**SOURCE DATA:**
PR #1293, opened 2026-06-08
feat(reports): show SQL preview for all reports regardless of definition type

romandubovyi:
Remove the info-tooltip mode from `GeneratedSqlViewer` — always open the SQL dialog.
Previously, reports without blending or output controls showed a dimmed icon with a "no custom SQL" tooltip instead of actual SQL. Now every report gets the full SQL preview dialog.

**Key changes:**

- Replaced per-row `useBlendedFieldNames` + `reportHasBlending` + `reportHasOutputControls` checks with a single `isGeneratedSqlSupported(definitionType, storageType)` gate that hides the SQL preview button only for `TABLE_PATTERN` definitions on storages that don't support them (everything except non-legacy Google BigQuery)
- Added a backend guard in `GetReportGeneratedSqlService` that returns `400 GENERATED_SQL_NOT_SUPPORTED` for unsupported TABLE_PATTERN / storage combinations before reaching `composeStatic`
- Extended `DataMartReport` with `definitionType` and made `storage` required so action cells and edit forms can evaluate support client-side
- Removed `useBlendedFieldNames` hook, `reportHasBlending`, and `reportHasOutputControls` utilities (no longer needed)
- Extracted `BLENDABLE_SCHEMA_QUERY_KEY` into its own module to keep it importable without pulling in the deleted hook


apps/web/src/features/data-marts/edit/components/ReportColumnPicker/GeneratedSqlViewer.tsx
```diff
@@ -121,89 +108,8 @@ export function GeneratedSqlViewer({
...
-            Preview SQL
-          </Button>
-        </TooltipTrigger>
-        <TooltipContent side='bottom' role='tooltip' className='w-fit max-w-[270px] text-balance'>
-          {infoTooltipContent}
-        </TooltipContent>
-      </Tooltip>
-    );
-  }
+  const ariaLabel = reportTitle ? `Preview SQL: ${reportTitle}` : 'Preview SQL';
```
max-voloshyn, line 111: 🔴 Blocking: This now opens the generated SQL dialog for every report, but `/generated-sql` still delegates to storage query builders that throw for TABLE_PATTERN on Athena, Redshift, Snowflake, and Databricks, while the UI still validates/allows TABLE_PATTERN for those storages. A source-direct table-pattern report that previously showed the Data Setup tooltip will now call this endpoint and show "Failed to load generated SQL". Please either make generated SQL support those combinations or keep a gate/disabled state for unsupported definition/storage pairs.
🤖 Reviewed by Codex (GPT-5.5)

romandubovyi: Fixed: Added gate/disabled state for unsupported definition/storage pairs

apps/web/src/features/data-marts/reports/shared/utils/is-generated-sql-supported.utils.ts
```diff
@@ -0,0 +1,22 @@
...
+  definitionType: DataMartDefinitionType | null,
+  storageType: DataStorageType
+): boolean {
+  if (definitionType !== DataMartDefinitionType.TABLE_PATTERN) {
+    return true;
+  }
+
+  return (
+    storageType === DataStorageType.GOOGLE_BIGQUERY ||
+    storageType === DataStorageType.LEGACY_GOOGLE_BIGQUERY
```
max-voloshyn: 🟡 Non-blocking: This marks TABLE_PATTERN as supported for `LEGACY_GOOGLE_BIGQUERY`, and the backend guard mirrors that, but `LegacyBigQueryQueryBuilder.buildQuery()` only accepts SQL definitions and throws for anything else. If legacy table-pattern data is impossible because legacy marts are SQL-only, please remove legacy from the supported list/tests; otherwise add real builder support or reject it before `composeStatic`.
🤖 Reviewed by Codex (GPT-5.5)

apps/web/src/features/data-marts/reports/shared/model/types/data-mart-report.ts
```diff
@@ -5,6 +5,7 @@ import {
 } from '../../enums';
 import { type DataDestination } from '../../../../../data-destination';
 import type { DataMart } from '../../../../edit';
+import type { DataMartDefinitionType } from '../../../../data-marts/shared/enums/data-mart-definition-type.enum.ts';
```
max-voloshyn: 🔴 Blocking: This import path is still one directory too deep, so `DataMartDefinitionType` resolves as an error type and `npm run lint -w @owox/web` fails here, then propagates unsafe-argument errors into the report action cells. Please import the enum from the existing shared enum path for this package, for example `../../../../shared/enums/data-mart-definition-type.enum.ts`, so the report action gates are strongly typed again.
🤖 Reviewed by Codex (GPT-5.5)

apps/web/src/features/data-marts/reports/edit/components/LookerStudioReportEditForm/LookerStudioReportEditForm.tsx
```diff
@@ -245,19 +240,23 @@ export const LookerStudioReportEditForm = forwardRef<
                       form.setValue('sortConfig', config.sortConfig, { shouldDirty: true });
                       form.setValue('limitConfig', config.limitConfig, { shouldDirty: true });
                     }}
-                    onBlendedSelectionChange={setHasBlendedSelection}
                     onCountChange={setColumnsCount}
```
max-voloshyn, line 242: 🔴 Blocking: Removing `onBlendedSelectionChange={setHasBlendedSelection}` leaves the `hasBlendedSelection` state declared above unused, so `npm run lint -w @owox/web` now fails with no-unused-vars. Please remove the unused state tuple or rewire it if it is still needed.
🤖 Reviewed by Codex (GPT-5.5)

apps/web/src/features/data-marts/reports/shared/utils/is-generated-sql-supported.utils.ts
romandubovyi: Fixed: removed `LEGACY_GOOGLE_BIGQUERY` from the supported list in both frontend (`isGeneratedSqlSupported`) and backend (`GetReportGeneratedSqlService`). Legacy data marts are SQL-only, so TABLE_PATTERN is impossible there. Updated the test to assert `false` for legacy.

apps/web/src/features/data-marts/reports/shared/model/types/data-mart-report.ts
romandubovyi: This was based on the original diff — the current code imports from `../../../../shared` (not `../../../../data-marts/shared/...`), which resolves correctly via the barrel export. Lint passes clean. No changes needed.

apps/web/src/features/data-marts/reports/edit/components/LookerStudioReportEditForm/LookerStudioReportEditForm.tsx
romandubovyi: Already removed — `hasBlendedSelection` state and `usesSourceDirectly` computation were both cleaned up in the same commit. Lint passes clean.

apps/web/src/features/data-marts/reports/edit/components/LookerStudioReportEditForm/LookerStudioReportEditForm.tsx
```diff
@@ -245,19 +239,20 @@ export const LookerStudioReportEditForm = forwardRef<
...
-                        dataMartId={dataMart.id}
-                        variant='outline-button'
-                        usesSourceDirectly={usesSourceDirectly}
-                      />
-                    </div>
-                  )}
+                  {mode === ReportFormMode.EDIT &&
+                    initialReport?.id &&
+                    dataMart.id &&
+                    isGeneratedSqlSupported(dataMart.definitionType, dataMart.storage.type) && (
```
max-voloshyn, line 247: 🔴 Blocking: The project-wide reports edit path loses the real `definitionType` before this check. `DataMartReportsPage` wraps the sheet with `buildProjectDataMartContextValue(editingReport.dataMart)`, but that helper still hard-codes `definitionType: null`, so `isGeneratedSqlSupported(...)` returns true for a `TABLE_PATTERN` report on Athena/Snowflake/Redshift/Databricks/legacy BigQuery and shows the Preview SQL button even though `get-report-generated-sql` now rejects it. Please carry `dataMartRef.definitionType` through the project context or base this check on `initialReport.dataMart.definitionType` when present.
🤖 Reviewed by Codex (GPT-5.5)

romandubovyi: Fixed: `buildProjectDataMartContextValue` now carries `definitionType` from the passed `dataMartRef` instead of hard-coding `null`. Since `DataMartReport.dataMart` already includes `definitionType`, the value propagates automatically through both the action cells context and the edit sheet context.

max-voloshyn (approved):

**WHAT THE TASK REQUIRES:**
Full repetition needed. Write out every entry above exactly as given.

**RESPONSE AREA:**
PR #1293, opened 2026-06-08
feat(reports): show SQL preview for all reports regardless of definition type

romandubovyi:
Remove the info-tooltip mode from `GeneratedSqlViewer` — always open the SQL dialog.
Previously, reports without blending or output controls showed a dimmed icon with a "no custom SQL" tooltip instead of actual SQL. Now every report gets the full SQL preview dialog.

**Key changes:**

- Replaced per-row `useBlendedFieldNames` + `reportHasBlending` + `reportHasOutputControls` checks with a single `isGeneratedSqlSupported(definitionType, storageType)` gate that hides the SQL preview button only for `TABLE_PATTERN` definitions on storages that don't support them (everything except non-legacy Google BigQuery)
- Added a backend guard in `GetReportGeneratedSqlService` that returns `400 GENERATED_SQL_NOT_SUPPORTED` for unsupported TABLE_PATTERN / storage combinations before reaching `composeStatic`
- Extended `DataMartReport` with `definitionType` and made `storage` required so action cells and edit forms can evaluate support client-side
- Removed `useBlendedFieldNames` hook, `reportHasBlending`, and `reportHasOutputControls` utilities (no longer needed)
- Extracted `BLENDABLE_SCHEMA_QUERY_KEY` into its own module to keep it importable without pulling in the deleted hook


apps/web/src/features/data-marts/edit/components/ReportColumnPicker/GeneratedSqlViewer.tsx
```diff
@@ -121,89 +108,8 @@ export function GeneratedSqlViewer({
...
-            Preview SQL
-          </Button>
-        </TooltipTrigger>
-        <TooltipContent side='bottom' role='tooltip' className='w-fit max-w-[270px] text-balance'>
-          {infoTooltipContent}
-        </TooltipContent>
-      </Tooltip>
-    );
-  }
+  const ariaLabel = reportTitle ? `Preview SQL: ${reportTitle}` : 'Preview SQL';
```
max-voloshyn, line 111: 🔴 Blocking: This now opens the generated SQL dialog for every report, but `/generated-sql` still delegates to storage query builders that throw for TABLE_PATTERN on Athena, Redshift, Snowflake, and Databricks, while the UI still validates/allows TABLE_PATTERN for those storages. A source-direct table-pattern report that previously showed the Data Setup tooltip will now call this endpoint and show "Failed to load generated SQL". Please either make generated SQL support those combinations or keep a gate/disabled state for unsupported definition/storage pairs.
🤖 Reviewed by Codex (GPT-5.5)

romandubovyi: Fixed: Added gate/disabled state for unsupported definition/storage pairs

apps/web/src/features/data-marts/reports/shared/utils/is-generated-sql-supported.utils.ts
```diff
@@ -0,0 +1,22 @@
...
+  definitionType: DataMartDefinitionType | null,
+  storageType: DataStorageType
+): boolean {
+  if (definitionType !== DataMartDefinitionType.TABLE_PATTERN) {
+    return true;
+  }
+
+  return (
+    storageType === DataStorageType.GOOGLE_BIGQUERY ||
+    storageType === DataStorageType.LEGACY_GOOGLE_BIGQUERY
```
max-voloshyn: 🟡 Non-blocking: This marks TABLE_PATTERN as supported for `LEGACY_GOOGLE_BIGQUERY`, and the backend guard mirrors that, but `LegacyBigQueryQueryBuilder.buildQuery()` only accepts SQL definitions and throws for anything else. If legacy table-pattern data is impossible because legacy marts are SQL-only, please remove legacy from the supported list/tests; otherwise add real builder support or reject it before `composeStatic`.
🤖 Reviewed by Codex (GPT-5.5)

apps/web/src/features/data-marts/reports/shared/model/types/data-mart-report.ts
```diff
@@ -5,6 +5,7 @@ import {
 } from '../../enums';
 import { type DataDestination } from '../../../../../data-destination';
 import type { DataMart } from '../../../../edit';
+import type { DataMartDefinitionType } from '../../../../data-marts/shared/enums/data-mart-definition-type.enum.ts';
```
max-voloshyn: 🔴 Blocking: This import path is still one directory too deep, so `DataMartDefinitionType` resolves as an error type and `npm run lint -w @owox/web` fails here, then propagates unsafe-argument errors into the report action cells. Please import the enum from the existing shared enum path for this package, for example `../../../../shared/enums/data-mart-definition-type.enum.ts`, so the report action gates are strongly typed again.
🤖 Reviewed by Codex (GPT-5.5)

apps/web/src/features/data-marts/reports/edit/components/LookerStudioReportEditForm/LookerStudioReportEditForm.tsx
```diff
@@ -245,19 +240,23 @@ export const LookerStudioReportEditForm = forwardRef<
                       form.setValue('sortConfig', config.sortConfig, { shouldDirty: true });
                       form.setValue('limitConfig', config.limitConfig, { shouldDirty: true });
                     }}
-                    onBlendedSelectionChange={setHasBlendedSelection}
                     onCountChange={setColumnsCount}
```
max-voloshyn, line 242: 🔴 Blocking: Removing `onBlendedSelectionChange={setHasBlendedSelection}` leaves the `hasBlendedSelection` state declared above unused, so `npm run lint -w @owox/web` now fails with no-unused-vars. Please remove the unused state tuple or rewire it if it is still needed.
🤖 Reviewed by Codex (GPT-5.5)

apps/web/src/features/data-marts/reports/shared/utils/is-generated-sql-supported.utils.ts
romandubovyi: Fixed: removed `LEGACY_GOOGLE_BIGQUERY` from the supported list in both frontend (`isGeneratedSqlSupported`) and backend (`GetReportGeneratedSqlService`). Legacy data marts are SQL-only, so TABLE_PATTERN is impossible there. Updated the test to assert `false` for legacy.

apps/web/src/features/data-marts/reports/shared/model/types/data-mart-report.ts
romandubovyi: This was based on the original diff — the current code imports from `../../../../shared` (not `../../../../data-marts/shared/...`), which resolves correctly via the barrel export. Lint passes clean. No changes needed.

apps/web/src/features/data-marts/reports/edit/components/LookerStudioReportEditForm/LookerStudioReportEditForm.tsx
romandubovyi: Already removed — `hasBlendedSelection` state and `usesSourceDirectly` computation were both cleaned up in the same commit. Lint passes clean.

apps/web/src/features/data-marts/reports/edit/components/LookerStudioReportEditForm/LookerStudioReportEditForm.tsx
```diff
@@ -245,19 +239,20 @@ export const LookerStudioReportEditForm = forwardRef<
...
-                        dataMartId={dataMart.id}
-                        variant='outline-button'
-                        usesSourceDirectly={usesSourceDirectly}
-                      />
-                    </div>
-                  )}
+                  {mode === ReportFormMode.EDIT &&
+                    initialReport?.id &&
+                    dataMart.id &&
+                    isGeneratedSqlSupported(dataMart.definitionType, dataMart.storage.type) && (
```
max-voloshyn, line 247: 🔴 Blocking: The project-wide reports edit path loses the real `definitionType` before this check. `DataMartReportsPage` wraps the sheet with `buildProjectDataMartContextValue(editingReport.dataMart)`, but that helper still hard-codes `definitionType: null`, so `isGeneratedSqlSupported(...)` returns true for a `TABLE_PATTERN` report on Athena/Snowflake/Redshift/Databricks/legacy BigQuery and shows the Preview SQL button even though `get-report-generated-sql` now rejects it. Please carry `dataMartRef.definitionType` through the project context or base this check on `initialReport.dataMart.definitionType` when present.
🤖 Reviewed by Codex (GPT-5.5)

romandubovyi: Fixed: `buildProjectDataMartContextValue` now carries `definitionType` from the passed `dataMartRef` instead of hard-coding `null`. Since `DataMartReport.dataMart` already includes `definitionType`, the value propagates automatically through both the action cells context and the edit sheet context.

max-voloshyn (approved):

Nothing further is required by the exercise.